Among all patients, 92 cases (9.1%) required multiple PICU admissions for SVP, including 19 pre-pandemic, 38 during the pandemic, and 35 post-pandemic, with a median interval of 6.4 months (IQR 2.5–11.3) between admissions. Of these, 56 cases experienced two episodes, and 36 cases had three or more episodes. Twenty patients were readmitted for recurrent infection with the same virus. Comorbidities were present in 78 cases (84.8%), with the top five being moderate-to-severe underweight (36 cases), epilepsy (25 cases), bronchopulmonary dysplasia (10 cases), congenital metabolic disorders (8 cases), and spinal muscular atrophy, congenital heart disease, or immunocompromised status (7 cases each; including acute leukemia, PIDs, and post-transplant biliary atresia).

Notably, 289 patients (28.7%, 289/1007) had a confirmed history of exposure to individuals with respiratory infections, predominantly family members (87.5%, 253/289), before the onset of disease.

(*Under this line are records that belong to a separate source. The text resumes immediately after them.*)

PR #5572, opened 2026-04-13
Add `pull_request` `synchronize` trigger so workflows run when new commits are pushed to PR

emilykl:
### Description of change

Add `synchronize` to the list of `pull_request` events which trigger the workflow to run.

Also add the list of `pull_request` triggers in `build-doc.yml` for consistency (this list is the [same as the default](https://docs.github.com/en/actions/reference/workflows-and-actions/events-that-trigger-workflows#pull_request) so there's no actual change in behavior).

Also restricts the `push` event to apply _only_ to the `main` branch; otherwise, pushing to a branch in the repo which also has an open PR causes the workflow to run twice.

---

The `synchronize` event occurs when new commits are added to the head branch of a PR.

Without this trigger, the workflows will run when a PR is first opened (or reopened), but will not run again when new commits are pushed.

I had assumed the `push` event would cover this case, but it seems that event only triggers for branches within the repository, not for forks. Thus we need to use `pull_request synchronize`.

N.b. the exact meaning of each event type is very poorly documented, but [this comment](https://github.com/github/docs/issues/2257#issuecomment-3801300961) confirms the meaning of `synchronize`.

### DIFF
--- a/.github/workflows/build-doc.yml
+++ b/.github/workflows/build-doc.yml
@@ -5,6 +5,7 @@ on:
     branches:
       - doc-prod
   pull_request:
+    types: [opened, reopened, synchronize]
 
 jobs:
   build-doc:
--- a/.github/workflows/build-package.yml
+++ b/.github/workflows/build-package.yml
@@ -3,7 +3,7 @@ name: Build
 on:
   push:
   pull_request:
-    types: [opened, reopened]
+    types: [opened, reopened, synchronize]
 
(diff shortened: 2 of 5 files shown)


camdecoster (approved):
Good to know about `synchronize`!

emilykl:
> Good to know about `synchronize`!

Yup! I don't know why they gave it that name, but now we know.

PR #5581, opened 2026-04-20
Axis match bug

### LINKED ISSUE #5427: Bug: `make_subplots()` doesn't use shared x-axes for traces on different subplots, even when `shared_xaxes` is set to True
Description

When using `make_subplots()` with `shared_xaxes=True`, spike lines only appear on the subplot where the cursor is hovering, rather than showing across all subplots simultaneously.

## Expected Behavior

When hovering over any subplot, a vertical spike line should appear at the same x-position across **all subplots**, similar to the behavior in TradingView or other financial charting tools.

## Current Behavior

The spike line only appears on the subplot currently under the cursor. When moving to a different subplot, the spike line moves with the cursor instead of showing on all subplots.

## Code Example
```
import pandas as pd

# Create sample data
df = pd.DataFrame({
    'x': pd.date_range('2024-01-01', periods=100),
    'y1': range(100),
    'y2': [x**2 for x in range(100)]
})

# Create subplots
fig = make_subplots(
    rows=2, cols=1,
    shared_xaxes=True,
    vertical_spacing=0.02
)

fig.add_trace(go.Scatter(x=df['x'], y=df['y1'], name='Line 1'), row=1, col=1)
fig.add_trace(go.Scatter(x=df['x'], y=df['y2'], name='Line 2'), row=2, col=1)

fig.update_xaxes(
    showspikes=True,
    spikemode='across',
    spikesnap='cursor',
    spikecolor='black',
    spikethickness=1
)

fig.update_layout(hovermode='x unified')
fig.show()
```

What I've Tried

1. `hovermode='x unified'` - Only unifies hover labels, not spike lines
2. `fig.update_traces(xaxis='x')` - Shows spikes across all subplots but breaks subplot layout (all data gets squeezed into first subplot's x-axis range)
3. Various combinations of `spikemode`, `spikesnap`, and `matches='x'` - No effect

## Use Case

This feature is critical for financial/trading dashboards where users need to compare multiple indicators (price, volume, RSI, MACD, etc.) at the same point in time across multiple subplots.

richmanpoorman:
### Link to issue

Closes #5427

### Description of change

- Bug was that function marked the axis to be connected, but the trace_kwargs still had unique axes
- Change: change the keyword argument for the trace, so that when the graph is initialized, it uses the correct axis instead of the autogenerated one
- Note: The program generates a unique axis label for each subgraph, and then overwrites the label (under this fix)

### Demo

image

### Testing strategy

Used this test code to see if the line showed up; since this is a visibility test, no unit tests were provided

```
# Create sample data
df = pd.DataFrame({
    'x': pd.date_range('2024-01-01', periods=100),
    'y1': range(100),
    'y2': [x**2 for x in range(100)]
})

# Create subplots
fig = make_subplots(
    rows=2, cols=1,
    shared_xaxes=True,
    vertical_spacing=0.02
)

fig.add_trace(go.Scatter(x=df['x'], y=df['y1'], name='Line 1'), row=1, col=1)
fig.add_trace(go.Scatter(x=df['x'], y=df['y2'], name='Line 2'), row=2, col=1)

# fig.update_traces(xaxis='x2')
fig.update_xaxes(
    showspikes=True,
    spikemode='across',
    spikesnap='cursor',
    spikecolor='black',
    spikethickness=1
)

fig.update_layout(hovermode='x unified')
fig.show()
```

This is my first pull request, so please let me know if there is anything 
### Guidelines


richmanpoorman:
I just wanted to say that the label used to sync all of the axes together is last generated one, ie instead of using "x", it will use "x2" as the label for both of axes. This is because it is the last graph (the bottom one) that has the labeling on the axis. Looking at the code that was already there, this seems to be the intended outcome, but it doesn't seem intuitive to me. 

If it isn't intended, it may need to change more (including how the graph is initialized and the order which things are processed), but I didn't want to make too big of a change.

Let me know if this is right or wrong.

camdecoster:
Thanks for the PR! One of our team members will take a look.

richmanpoorman:
Hi, 
I noticed that according the documentation, shared_xaxis and shared_yaxis is supposed to make the two subplots share the axis, which I interpret as making the axes used between the subplots the same axes. My solution is to make the axes be the same one. However, some of the tests (namely the secondary_y test in the make_subplots core tests) expect all of the axes to be distinct. Should all of the axes be distinct objects for each subplot, even if they are shared? 
I hope that makes sense; let me know if there are any other questions!

richmanpoorman:
Hi, I noticed that I am failing the Ruff check on github, but passing on my computer; should I be doing something different?
image

Also I fail the build plotly.js dev build and build documentation, but I haven't changed anything there; I don't see anything special in the CONTRIBUTION.md, so if possible do you mind helping me figure out what is missing? It seems to run on my computer in the environment. Thank you!

camdecoster:
We haven't forgotten about this PR; we've just been busy. Thanks for your patience!

emilykl:
@richmanpoorman I apologize it's taken us so long to give you a proper review on this PR!

There's a lot of changed lines here and some tricky logic — if you're still interested in pursuing this fix, could you post a proposal in https://github.com/plotly/plotly.py/issues/5427 describing your approach, so we can discuss, and then proceed back to a PR? I want to make sure we understand the change.

Thank you for your patience and thank you for working on this issue.

Issue #45, opened 2021-03-04
All components can live inside the `components` folder


paschalidi:
Even though `GlobalStyles` is only css it is a react component. Can we move it inside the components folder?
![image](https://user-images.githubusercontent.com/4181674/109931246-84e38380-7cc0-11eb-8ffb-091bdee8446d.png)

PR #46, opened 2021-03-04
chore: move `globalStyle` to components folder

AdrianValdes:


AdrianValdes:
Hi @paschalidi,
You are right about this, in the end `globalStyle` is also a component!

P.S: This is PR is very small. I can add the sizes here if you think it makes sense. But maybe not so much because the PR is linked to the All components can live inside the `components` folder #45  issue.

paschalidi (approved):
Small is good

PR #47, opened 2021-03-04
feat: add small and medium variants to the Button

AdrianValdes:


paschalidi (commented):
Code looks good. 

Can we add two more stories, one medium secondary button and one small secondary button. I know you can use the controls to do so but I think would be cool to have it anywas

packages/ui/src/components/Button/Button.stories.tsx
```diff
@@ -11,11 +11,17 @@ export const Primary = Template.bind({});
 export const Secondary = Template.bind({});
 Secondary.args = { type: 'secondary' };
 
-export const Medium = Template.bind({});
-Medium.args = { size: 'medium' };
+export const MediumPrimary = Template.bind({});
+MediumPrimary.args = { size: 'medium' };
```
paschalidi, line 15: Not so sure we are using this right. 
```suggestion
export const MediumPrimary = <Button  size="medium">Call to action</Button>
```

isnt this the same?

AdrianValdes: > Not so sure we are using this right.

I am trying to use what they recommend [here](https://storybook.js.org/docs/react/writing-stories/args). There is a few advantages when using `args`

paschalidi: Right okay I see thanks for explaining

paschalidi (approved):
Lets get this merged

packages/ui/src/components/Button/Button.stories.tsx
AdrianValdes: > isnt this the same?

Well in this case it will throw errors. To go over them we would have to first  to add `onClick={() => {}}` to every Button. And then stop using `args`. And `args` it what allows Storybook and its addons to live edit components.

3.2 Distribution of Pathogens

Viral coinfection patterns revealed 86.7% (873/1007) monoinfections, 12.1% (122) dual infections, and 1.2% (12) triple infections. Pathogen distribution demonstrated RSV predominance (28.5%, 287), followed by influenza viruses (26.6%; IVA 20.2% [203], IVB 7.2% [72]), HRV (20.1%, 202), ADV (11.9%, 120), HPIV (8.7%, 88), HBoV (7.8%, 79), HMPV (4.7%, 47), SARS-CoV-2 (3.9%, 39), and HCoV (1.5%, 15).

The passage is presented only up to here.